I am 40 and invested in Kotak Headstart Future Protect. The policy commenced in 2008 with a premium term and benefit term of 20 years. I have paid Rs 50,000 annually as premium for three years and stopped thereafter. The present surrender value of my policy is 88 per cent of the premium paid, after deducting 1 per cent of fund value. Should I terminate the policy?
Kotak Headstart Future Protect is a unit linked policy that offers insurance and investment in a single product. This policy levies higher charges during the initial three years.
Even though you stopped paying premiums after three years, the policy contains an Automatic Cover Maintenance (ACM) feature which has continued to provide insurance protection. This feature will continue your cover for two policy years from due date of first unpaid premium or till surrender value reduces to one year's premium after deducting applicable charges, whichever is earlier.

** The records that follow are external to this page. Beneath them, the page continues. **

PR #2670, opened 2026-07-02
Add Corelight Open NDR intake format

youssefagharmine-hub:
## Description

This PR adds a new intake format for **Corelight Open NDR** (Zeek + Suricata based network detection and response).

Corelight sensors export their logs as JSON. This intake parses and normalizes the main Corelight/Zeek log types into the Sekoia Extended ECS format, and ships Suricata IDS alerts and Zeek Intelligence Framework matches.

**Ingestion mode:** push (the Corelight sensor sends JSON to Sekoia via HTTP/HTTPS intake or Syslog over TLS). No connector is required.

**Log types parsed (routed on the Zeek `_path` field):**
`conn`, `dns`, `http`, `ssl`, `files`, `suricata_corelight`, `intel`, `notice`.

**Highlights:**
- Maps Corelight native entity enrichment (`enrichment_orig.user`, `enrichment_orig.role`, `enrichment_orig.city_location`) to ECS user/geo fields.
- Maps JA3/JA3S, community_id, file hashes, TLS certificate validation status.
- `event.duration` converted from Zeek seconds to ECS nanoseconds.
- 8 smart descriptions (one per event type).
- 7 SIGMA alert rules.

## Type of Change

- [x] New intake format

## Checklist

- [x] No real emails, passwords, API keys, IPs, names or PII in test files (uses `John Doe`, TEST-NET `203.0.113.x` and RFC1918 ranges)
- [x] Code linted (`linter.py check` → "Everything looks ok")
- [x] Parser formatted (`prettier --check` → OK)
- [x] Parser test coverage: 8 test files covering all 8 parsed log types (`pytest -k corelight` → 26 passed)
- [x] Logo files included (module + format)
- [x] 8 smart-descriptions provided
- [x] Taxonomy mappings documented (`fields.yml`)

## Notes for reviewers

- Test inputs are based on real Corelight v29.1.0 log structures (from the official Corelight Sensor User Guide), then fully anonymized.
- Corelight log keys are flat dotted keys (e.g. `id.orig_h`, `alert.signature`), accessed via `.get("...")` in the parser.
- `automation_module_uuid` is intentionally omitted: this is a **push** intake (HTTP/Syslog), no automation connector is required (unlike the Darktrace/ExtraHop pull connectors).
- Documentation PR submitted separately on `SEKOIA-IO/documentation`.

## Summary by Sourcery

Add a new Corelight Open NDR intake to parse Corelight/Zeek and Suricata logs into Sekoia Extended ECS with alerting content.

New Features:
- Introduce a Corelight intake parser that routes Corelight/Zeek log types and Suricata alerts based on the Zeek _path field.
- Map Corelight-specific fields, including entity enrichment, TLS metadata, file hashes, and threat intel indicators, to ECS and custom corelight.* fields.
- Provide a new Corelight integration manifest and module README describing the Open NDR integration.

Enhancements:
- Add Corelight-specific detection rules for Suricata IDS alerts, TLS certificate issues, DNS tunneling, executable downloads, lateral movement notices, and threat intel matches.
- Define Corelight custom field definitions and smart descriptions to support enriched analytics and UX for the new intake.
- Document the initial Corelight intake release in a changelog with semantic versioning.

Documentation:
- Add user-facing Corelight module documentation describing available logs, ingestion mode, and capabilities.

Tests:
- Add Corelight parser test fixtures covering all supported log types (conn, dns, http, ssl, files, notice, intel, suricata_corelight).


youssefagharmine-hub:
Thanks for the review! I verified each point by running the actual Sekoia parser engine against dedicated test cases:

1. **`event.duration` guard — fixed** (commit f6ab566). Confirmed by testing: with `duration` missing or `"-"`, the parser didn't crash but produced a misleading `0.0`. It now only sets `event.duration` when the value is present and numeric (`filter` on `duration not in [None, "-"]`). The normal case still converts seconds → nanoseconds.

2. **`dns.answers` trailing comma** — tested with a 3-answer DNS event: the `parsing_errors`/`parsing_warnings` checks pass and the resulting array is valid (`[{"data":"1.1.1.1"},{"data":"2.2.2.2"},{"data":"3.3.3.3"}]`). The Sekoia pipeline renderer tolerates the trailing comma, so no change needed.

3. **`event.severity` type** — the existing `suricata_corelight.json` test expects `"severity": 1` (integer) and passes, so the engine already coerces the value to an integer; the detection rule (`event.severity: 1`) matches correctly. This mirrors the official Suricata intake, which also uses a quoted Jinja expression. No change needed.

All 26 parser tests, the linter, and prettier pass.

mchupeau-sk:
Hello @youssefagharmine-hub, here a first review : 
# Review: Corelight/corelight — PR #2670

## ❌ Critical Issues (must fix)

### 1. `action.name` is not a valid ECS field — must be `event.action`
`ingest/parser.yml` (set_suricata_fields) sets:
```yaml
action.name: '{{json_event.message.get("alert.action")}}'
```
There is no `action` field set in ECS. The correct ECS field for "the action captured by the event" is `event.action` (top-level, required-per-checklist field), which is currently **never set anywhere in this parser**. This is both an ECS-compliance violation and a missing required field.

**Fix in `ingest/parser.yml`:**
```yaml
event.action: '{{json_event.message.get("alert.action")}}'
```

**Fix in `tests/suricata_corelight.json`** — the expected output currently has:
```json
"action": {
  "name": "allowed"
},
```
This must be moved under `event`:
```json
"event": {
  "action": "allowed",
  "category": ["intrusion_detection"],
  ...
}
```
and the standalone `"action"` object removed.

### 2. `message` is overwritten for `notice.log`, permanently discarding the raw event
The ECS `message` field must **never** be overwritten with a derived/partial value — it is relied upon across the platform (raw-log replay, forensic investigation, re-parsing, export) as the canonical copy of the original event. In `set_notice_fields`:
```yaml
message: '{{json_event.message.get("msg")}}'
```
this replaces the top-level `message` field (which for every other log type in this same parser retains the full raw JSON) with just the notice's short text — confirmed in [tests/notice.json](Corelight/corelight/tests/notice.json), where `expected.message` is `"SMB::FILE_WRITE to admin file share"` instead of the raw log. Any consumer relying on `message` containing the original event for this log type will silently lose data.

**Proposed fix** — remove the `message:` override and instead expose the notice text as a dedicated custom field, so `message` stays consistent with every other event type in the parser:

1. **`ingest/parser.yml`** — drop the `message:` assignment and rename it to a namespaced custom field:
   ```yaml
   set_notice_fields:
     actions:
       - set:
           rule.name: '{{json_event.message.get("note")}}'
           corelight.notice.message: '{{json_event.message.get("msg")}}'
           corelight.notice.sub: '{{json_event.message.get("sub")}}'
           corelight.uid: '{{json_event.message.get("uid")}}'
       - set:
           event.kind: "alert"
           event.type: ["info"]
   ```

2. **`_meta/fields.yml`** — add:
   ```yaml
   corelight.notice.message:
     description: Human-readable Zeek notice message (msg field), e.g. "SMB::FILE_WRITE to admin file share".
     name: corelight.notice.message
     type: keyword
   ```

3. **`tests/notice.json`** — revert `expected.message` back to the full raw log (matching `input.message`, as in every other test file) and add the new field under `corelight.notice`:
   ```json
   "message": "{\"_path\":\"notice\",...}",
   "corelight": {
     "notice": {
       "message": "SMB::FILE_WRITE to admin file share",
       "sub": "Saved a copy of the file written to SMB admin file share"
     },
     "uid": "CnoticeTest1"
   }
   ```

4. **`_meta/smart-descriptions.json`** — the existing notice smart-description already uses `{rule.name}` and doesn't reference `message`, so no change is required there, but it could optionally be enriched with `{corelight.notice.message}` if a more descriptive summary is desired.

---

## ⚠️ Warnings ( To be fixed )

### 1. `source.user.roles` is set as a scalar string instead of an array
ECS defines `source.user.roles` as `keyword` with `array` normalization. The parser does:
```yaml
source.user.roles: '{{json_event.message.get("enrichment_orig.role")}}'
```
producing `"roles": "Developer"` in [tests/conn.json](Corelight/corelight/tests/conn.json) instead of `"roles": ["Developer"]`. Consider wrapping the value in a list (e.g. via a Jinja list literal) so downstream aggregations behave correctly.

### 2. `event.duration` is emitted as a float, not an integer/long
```yaml
event.duration: '{{json_event.message.get("duration") | float * 1000000000}}'
```
ECS types `event.duration` as `long` (nanoseconds). The test expects `14604184000.0` (float). Consider rounding/casting to `int` to strictly match the ECS type, even though the current test suite and linter accept it as-is.

### 3. Detection rules all point to a generic docs link instead of vendor documentation
All 7 rules in `rules/` use:
```yaml
sources: https://docs.sekoia.io/integration/
```
Existing convention in other vendors (e.g. CrowdStrike) is to link to vendor/product-specific documentation (Corelight/Zeek/Suricata docs) describing the log field or detection rationale, not a generic internal integration page.

### 4. `event.category`/`event.type` defaults inherited by `notice.log`
`set_common_fields` defaults every event to `event.category: ["network"]`, `event.type: ["connection"]`. `set_notice_fields` only overrides `event.type` to `["info"]`, leaving `event.category` as `["network"]` even though Zeek notices can cover many categories (intrusion detection, malware, policy violations, etc. — e.g. the `ATTACK::Lateral_Movement` note in the test is not strictly a "network" category event). Not incorrect per ECS validation, but worth reconsidering per-notice-type category mapping if `note` values are enumerable.

---

youssefagharmine-hub:
Thanks a lot for the thorough review @mchupeau-sk! I've pushed the fixes in b92b254. Here's the point-by-point:

## Critical

**1. `action.name` / `event.action`** — I've **added `event.action`** (mapped from `alert.action`) so the recommended top-level field is now set. I kept `action.name` as well, because the official Suricata intake (`Suricata/suricata/ingest/parser.yml`) maps `alert.action` → `action.name`, and I wanted to stay consistent with it. Happy to drop `action.name` entirely if you'd prefer only `event.action` — just let me know.

**2. `message` overwritten on `notice.log`** — Fixed exactly as suggested. The top-level `message` now keeps the full raw event (consistent with every other log type); the notice text is exposed as a new custom field `corelight.notice.message` (added to `fields.yml`, and `tests/notice.json` updated accordingly).

## Warnings

**1. `source.user.roles` as array** — Fixed: now emitted as `["Developer"]`.

**2. `event.duration` as long** — Fixed: now cast to `int` (`... | int`), so the expected value is `14604184000` instead of a float.

**3. Rule `sources` links** — Fixed: the 7 rules now point to the relevant Zeek/Suricata documentation (dns/files/ssl logs, notice & intel frameworks, Suricata EVE JSON) instead of the generic integration page.

**4. `event.category` on notices** — Good point. I left this one for discussion: deriving a per-notice category from the `note` value would require enumerating Zeek note types, and I'd rather not guess a mapping. If you have a preferred approach (e.g. a small lookup for the common `ATTACK::*` / `Intel::*` notes), I'm glad to add it.

All four local checks pass on the updated `develop` base (`checks --changes`, `pytest --changes` → 26 passed, `linter check --changes`, `prettier`).

mchupeau-sk (approved):
LGFM

PR #2671, opened 2026-07-03
fix(cisco-ise): don't map MAC-address UserName to user.name

StephKll3c:
For MAC Authentication Bypass (MAB) sessions, the RADIUS UserName attribute is the device's MAC address, not a real username. It was mapped straight to user.name in two places (set_network_fields and set_miscellaneous_fields), causing one new account asset per unique MAC address seen (mostly guest/IoT/badge devices). Redirects MAC-shaped UserName values to source.mac instead, mirroring the existing handling already in place for the nested Response={} case.

Refs SekoiaLab/platform#88706

## Summary by Sourcery

Adjust Cisco ISE parser to avoid treating MAC-address-style UserName values as real usernames and instead map them to source MAC addresses, and add tests to cover these scenarios.

Bug Fixes:
- Prevent creation of user.name fields from MAC-address-formatted UserName attributes in Cisco ISE logs, mapping them to source.mac instead.

Tests:
- Add parser tests to verify correct handling of MAC-address UserName values in both network info and authentication status events.


StephKll3c:
Folded the AuthenticationStatus-path source.mac assignment into the existing action (one less duplicated regex/action).

Left the general network-fields case as its own action: folding it into the main set_network_fields block would gate it on "Configuration not in reason", which doesn't fire for every message shape this needs to cover (e.g. the comma-separated RADIUS accounting style), so that would have silently dropped source.mac for some events.

There's no macro/import mechanism in this parser DSL to share the regex literal itself across separate field templates (each set: value is an independent Jinja render), so some duplication of the literal pattern remains, consistent with how the existing nested Response={} case already handles this in the file.

Cisco/cisco-ise/ingest/parser.yml
```diff
@@ -147,7 +147,7 @@ stages:
           event.category: ["network"]
           host.name: "{{parsed_kv_sentence.result.get('host-name') or parsed_kv_sentence.result.get('Subject Alternative Name - Other Name') or parsed_kv_sentence.result.get('cisco-av-pair-dhcp-option-host-name') or parsed_kv_sentence.result.get('Subject Alternative Name')}}"
           host.os.full: "{{parsed_kv_sentence.result.get('AD-Operating-System') or parsed_kv_sentence.result.get('OperatingSystem')}}"
-          user.name: '{{parsed_kv_sentence.result.get("AdminName") or parsed_kv_sentence.result.get("Device login username") or parsed_kv_sentence.result.get("UserName")}}'
+          user.name: '{{parsed_kv_sentence.result.get("AdminName") or parsed_kv_sentence.result.get("Device login username") or (parsed_kv_sentence.result.get("UserName") if not (parsed_kv_sentence.result.get("UserName", "") | re_match("^([0-9A-Fa-f]{2}[:-]){5}([0-9A-Fa-f]{2})$")) else none)}}'
```
TOUFIKIzakarya: [ SUGGESTION ] You can use a filter here

Cisco/cisco-ise/ingest/parser.yml
```diff
@@ -304,8 +308,8 @@ stages:
             {%- else -%}
               failure
             {%- endif -%}
-          source.mac: "{{parsed_kv_sentence.result.get('EndPointMACAddress') | to_mac_address}}"
-          user.name: "{{parsed_kv_sentence.result.get('UserName') or parsed_kv_sentence.result.get('EndPointMatchedProfile')}}"
+          source.mac: "{{(parsed_kv_sentence.result.get('EndPointMACAddress') | to_mac_address) or ((parsed_kv_sentence.result.get('UserName') | to_mac_address) if (parsed_kv_sentence.result.get('UserName', '') | re_match('^([0-9A-Fa-f]{2}[:-]){5}([0-9A-Fa-f]{2})$')) else none)}}"
```
TOUFIKIzakarya: The same here

Cisco/cisco-ise/ingest/parser.yml
```diff
@@ -304,8 +308,8 @@ stages:
...
+          user.name: "{{(parsed_kv_sentence.result.get('UserName') if not (parsed_kv_sentence.result.get('UserName', '') | re_match('^([0-9A-Fa-f]{2}[:-]){5}([0-9A-Fa-f]{2})$')) else none) or parsed_kv_sentence.result.get('EndPointMatchedProfile')}}"
```
TOUFIKIzakarya: The same here

TOUFIKIzakarya (commented):
Thanks for the improvement.
LGFM. Just one small suggestion.

Cisco/cisco-ise/ingest/parser.yml
StephKll3c: Done, switched to a filter: on a separate action.

Cisco/cisco-ise/ingest/parser.yml
StephKll3c: Done, switched to a filter: on a separate action.

Cisco/cisco-ise/ingest/parser.yml
StephKll3c: Done, switched to a filter: on a separate action.

TOUFIKIzakarya (approved):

The Additional Death Benefit and the Accidental Disability Guardian Benefit Rider (if opted for) cease when you stop paying premiums. However, other rider benefits, if any will continue after deducting applicable charges. Other policy charges will also get deducted from fund value during ACM period. After completion of ACM period, policy will terminate for surrender value of the policy. However, you can revive the policy during this period or ask insurance company to continue the policy in ACM mode if you wish to carry on with the policy.
Your policy is in the ACM mode. You should ask the insurance company about its current status. We advise you to discontinue this policy because it is best to separate insurance and investment. ULIPs cannot fulfill either of the needs. As an insurance policy these are too expensive and levy hefty charges that bring down returns, which any other investment product could have offered.
You can surrender the policy for its present surrender value fund buy an online term insurance. A pure term policy costs less with adequate coverage. For instance, Aviva i-life term plan would cost you nearly Rs 10,000 a year for a 20 year cover of Rs 40 lakh. You can invest the surplus in any debt or equity fund according to your needs.